Asia ha probado también el elixir de los dioses, a través de algunos huesos que hemos concedido donarle y que la hacen sentir en el paraíso.

Pero un pequeño traspié nos hace correr el riesgo de estropear la velada. Cuando Martín está llegando al hueso del muslo del cordero —su masa muscular ya ha sido digerida y va en camino de encontrarse con los jugos gástricos—, comprueba que en esa zona la carne está un poquitito cruda. Nótese el diminutivo: poquitito. Pero para él esto es una frustración, una mancha en su legajo, una mala nota que le baja el promedio general. Y dice, amargamente, en voz alta: yo dije que le faltaba media hora de cocción. Y guarda silencio (mientras mastica un buen bocado). Maricel —que es medio vampírica, ya que ama la carne casi cruda, que ella llama “a punto”, un eufemismo para decir “a punto de comerse al animal todavía vivo”— responde que para ella está perfecta.

Martín es conocido por su discreción, por su don de gente y humildad. Entonces decide no responder, pero en su mirada hay mucha más furia que en los ojos del mismo Bob de Twin Peaks, si es que alguien le vio los ojos a Satanás alguna vez. Luego cae en la desilusión y casi en la melancolía, atacado por los humores negros de la tristeza. Y se lamenta repetidamente por el hecho de no haber alcanzado la perfección, ya que al ladito del hueso la carne esté un poquitito rosada. Este es el problema de los perfeccionistas, que son eternos insatisfechos. Además, no hay nada más aburrido que lo perfecto.

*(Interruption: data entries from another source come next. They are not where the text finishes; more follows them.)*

Issue #2, opened 2021-07-11
Display task offsets


gunnarmorling:
Upon _kcctl describe my-connector_, the task offsets should be shown. This will require to expand the notion of the configuration context, also allowing for the specification of Kafka bootstrap server URLs and the name of the offset topic.

sfc-gh-japatel:
This is how I do it on my machine. 
```
function listConsumerGroup() {
        ~/Desktop/Kafka-Connector/snowflake-kafka-connector/test/confluent-5.5.0/bin/kafka-consumer-groups --bootstrap-server localhost:9092 --list
}

function describeConsumerGroup() {
        ~/Desktop/Kafka-Connector/snowflake-kafka-connector/test/confluent-5.5.0/bin/kafka-consumer-groups --bootstrap-server localhost:9092 --describe --group $1
}
```

I am missing something when you say configuration context.

gunnarmorling:
> I am missing something when you say configuration context.

The idea is that you can use _kcctl_ to work with and switch between multiple "environments", i.e. Kafka Connect instances. Currently, they are just represented by the KC URL, but for the offset display/reset (see #8), we'd also need to add the Kafka bootstrap URL and name of the offset topic. I.e. like so:

```
# Define context named "local"
kcctl config set-context --name local --cluster=http://localhost:8083 --boostrap-servers=my-kafka:9092 --offset-topic=myoffsets

# Switch to another context
kcctl config use pre-prod
```

Any commands subsequently executed, like `kcctl get connectors`, will always use the currently set context.

gunnarmorling:
@helpermethod, in case you wanted to take a stab at offset reset, the change discussed here for expaning the configuration context probably should be the first step. It'll require just a little bit of care to read back the current file format if present, which just contains the KC cluster URL. We might not have to fully support it, but logging an error message in this case would be good: "spotted earlier config file format. Please run kcctl config set-context ... again".

sfc-gh-japatel:
I am happy to take this over if @helpermethod is fine with that. But I dont have any idea on how to achieve this? Is there a rest API which display current offsets? All I know is there is a `kafka-consumer-groups` shell script. 
CC: @gunnarmorling

gunnarmorling:
@sfc-gh-japatel, thanks, you contribution would definitely be welcomed. Let's just wait to hear back from @helpermethod and see whether has made any progress, but I think he's more focused on the side of resetting offsets (#8).

[...]

PR #338, opened 2023-07-26
#2 Add 'get offsets' command

C0urante:
Addresses https://github.com/kcctl/kcctl/issues/2

Usage:

```
Usage: kcctl get offsets [NAME...]
Displays committed connector offsets
      [NAME...]   Name of the connector (e.g. 'my-connector')
```

Uses the `GET /connectors/{name}/offsets` endpoint introduced in [KIP-875](https://cwiki.apache.org/confluence/display/KAFKA/KIP-875%3A+First-class+offsets+support+in+Kafka+Connect#KIP875:FirstclassoffsetssupportinKafkaConnect-Endpoints) to retrieve committed offsets for a connector.

Since this feature requires Kafka Connect 3.5 or later, the integration test is customized to use a non-stable version of Debezium (2.4.0 alpha). We can and should update the version used in that test once a final release takes place for 2.4.0.


src/main/java/org/kcctl/command/GetOffsetsCommand.java
```diff
@@ -0,0 +1,88 @@
+/*
+ *  Copyright 2021 The original authors
```
gunnarmorling, line 2: Logged https://github.com/kcctl/kcctl/issues/340 for getting rid of the year there and use a simpler heade altogether.

src/test/java/org/kcctl/command/GetOffsetsCommandTest.java
```diff
@@ -0,0 +1,130 @@
...
+class GetOffsetsCommandTest extends IntegrationTest {
+
+    private final ObjectMapper mapper = new ObjectMapper();
+
+    @InjectCommandContext
+    KcctlCommandContext<GetOffsetsCommand> context;
+
+    @BeforeAll
+    public static void prepare() {
+        // TODO: replace explicit container tag with DebeziumContainer.latestStable() once Debezium releases 2.4, which is based on Kafka 3.5
```
gunnarmorling, line 55: Could you log a follow-up issue so we don't forget about it?

src/test/java/org/kcctl/command/GetOffsetsCommandTest.java
```diff
@@ -0,0 +1,130 @@
...
+        IntegrationTest.prepare();
+    }
+
+    @Test
+    public void should_list_offsets_single_connector() throws Exception {
+        registerTestConnector("test1");
+
+        Instant start = Instant.now();
+
+        while (Duration.between(start, Instant.now()).toSeconds() < 30) {
```
gunnarmorling, line 71: Looks like a good use case for Awaitility. Let's add it as a dependency and use it here if you like the idea. It would make that test a bit nicer to read, but it's also not a strict requirement from my PoV.

C0urante:
@gunnarmorling if you have a moment, mind taking a look at this one? Thanks!

gunnarmorling (commented):
Woot, woot, LOVING it 😍! This has been on the roadmap for sooo long (I mean, it's issue #2 after all :). Thanks a ton for picking this up.

Looks great to me overall, a few minor comments inline. Besides those, taking a step back, instead of making this a new sub-command of _get_, did you consider making this part of _describe connector_, e.g. via a new switch akin to _--tasks-config_? I feel this would be somewhat more intuitive/user-friendly, as I wouldn't consider offsets to be their own entity that much as just a property of the connector entity. Curious what you think.

Once we've made a decision on  that one,

* The completion file should be updated as part of this PR, too
* The help output in the README should be updated if it changes at all (if we stick with _get offsets_, then the help output of _get_ should mention that)

Thanks again!

C0urante:
Thanks Gunnar! Planning to push a new commit tomorrow to address the suggestions.

RE folding this into `describe connector`--this is really interesting, and I see the argument for intuitiveness. One question that comes to mind is if that approach will remain as intuitive when we add support for altering/resetting connector offsets. I think for altering offsets we could possibly fold it into `patch connector` via something like `--offsets` (though this feels like it might be giving that command a little too much to do), but for resetting them entirely, I'm not sure what we could do... `delete connector --offsets` doesn't seem great, `patch connector --reset-offsets` seems better, but then we have `describe connector --offsets`, `patch connector --offsets`, and `patch connector --reset-offsets` vs. `get offsets`, `patch offsets`, and `delete offsets`, which doesn't seem inherently superior IMO.

Thoughts on which syntax to choose with the future offsets-related commands (that I \*promise\* to implement after Kafka 3.6.0 is released) in mind?

gunnarmorling:
Good point about those future offset related APIs. Looks like making `offsets` their own first-level entity as you propose is more practical indeed.

We still may consider later on whether to add a flag `--offsets` to `describe connector`, so as to get everything connector-related at once (and I think examining offsets will be a more common operation than changing or deleting them). It'd be a bit redundant, though.

I'd say let's go with your proposal and take it from there.

src/test/java/org/kcctl/command/GetOffsetsCommandTest.java
C0urante: 👍 Done: https://github.com/kcctl/kcctl/issues/346

src/test/java/org/kcctl/command/GetOffsetsCommandTest.java
C0urante: Love it, done. The one small issue I found is that (with the five minutes of docs perusal I did) there doesn't seem to be an easy way to emit a custom error message if an awaited condition never evaluates to true, but it still seems worth the tradeoff in improved readability, especially since (fingers crossed) it's unlikely these tests will start spontaneously failing.

C0urante:
Thanks Gunnar! I've updated the README and completion script, and addressed your other inline code suggestions. This is ready for another pass when you have time.

C0urante:
Hmm... the `RestartConnectorCommandTest::should_restart_only_once_with_regexp` test case failed on the latest CI build. The command invocation completed with a non-zero exit status. I wonder if this is because we don't wait for connectors to be up and running before restarting them? If we issue a restart request too soon after creating one or more connectors, it may get rejected by the Connect cluster if a rebalance is about to happen.

Kicking off another CI run. If this is only slightly flaky, I'd like to file a follow-up issue to investigate further; if it occurs frequently enough to be annoying, then we should probably investigate further before merging this PR to make sure that it's not caused by these changes.

C0urante:
Latest run succeeded. Kicking off one more just to be safe.

gunnarmorling:
Yeah, we definitely have some issues with flaky tests. Last one just passed, will merge.

>  If this is only slightly flaky, I'd like to file a follow-up issue to investigate further

Yes, if you could log one, that'd be great. Not sure when this started, also saw this when merging a few Dependabot PRs yesterday. So it definitely shouldn't be related by this PR.

Thanks again, really cool to see this finally becoming reality in kcctl!

C0urante:
Thanks Gunnar! Logged https://github.com/kcctl/kcctl/issues/353 regarding the flaky integration tests.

Ánimo Martín, no te dejes abatir por hechos nimios e insignificantes. Todos hemos cumplido con un alto nivel de dignidad nuestro rol: vos el de cocinero, nosotros, el de comensales (por supuesto que a lo largo de la noche hay varios vítores para el asador), Asia, el de limpia y tritura huesos y el cordero, el de ofrenda sacrificial. No hay que opacar con una nimiedad una noche de gloria, que tardará mucho tiempo en repetirse. Afortunadamente Martín es joven e inteligente y sabe sobreponerse a la contingencia, y a pesar de repetir cada tanto “yo dije que faltaba media hora”, recupera la alegría —ya que nunca había perdido el apetito— y seguimos saboreando al animalito hasta que, incluso luego de haber aflojado cinturones y/o braguetas, no podemos ingresar nada más a nuestras bocas.

Hemos comido y brindado muchas veces, por el trabajo realizado, por la amistad, por el sabor del encuentro —que suena a jingle de cerveza pero cobra otro sentido dicho en situación de aislamiento pandémico— y por los proyectos por venir.

Sólo nos queda una cosa por hacer, rematar la jornada con el cuarto litro de mezcal que nos corresponde por hoy. Cosa que hacemos de inmediato, brindando por Santa Alicia.

En el estado lamentable en el que nos hallamos, nos arrastramos como podemos hasta nuestras camas. Ha finalizado otro día provechoso.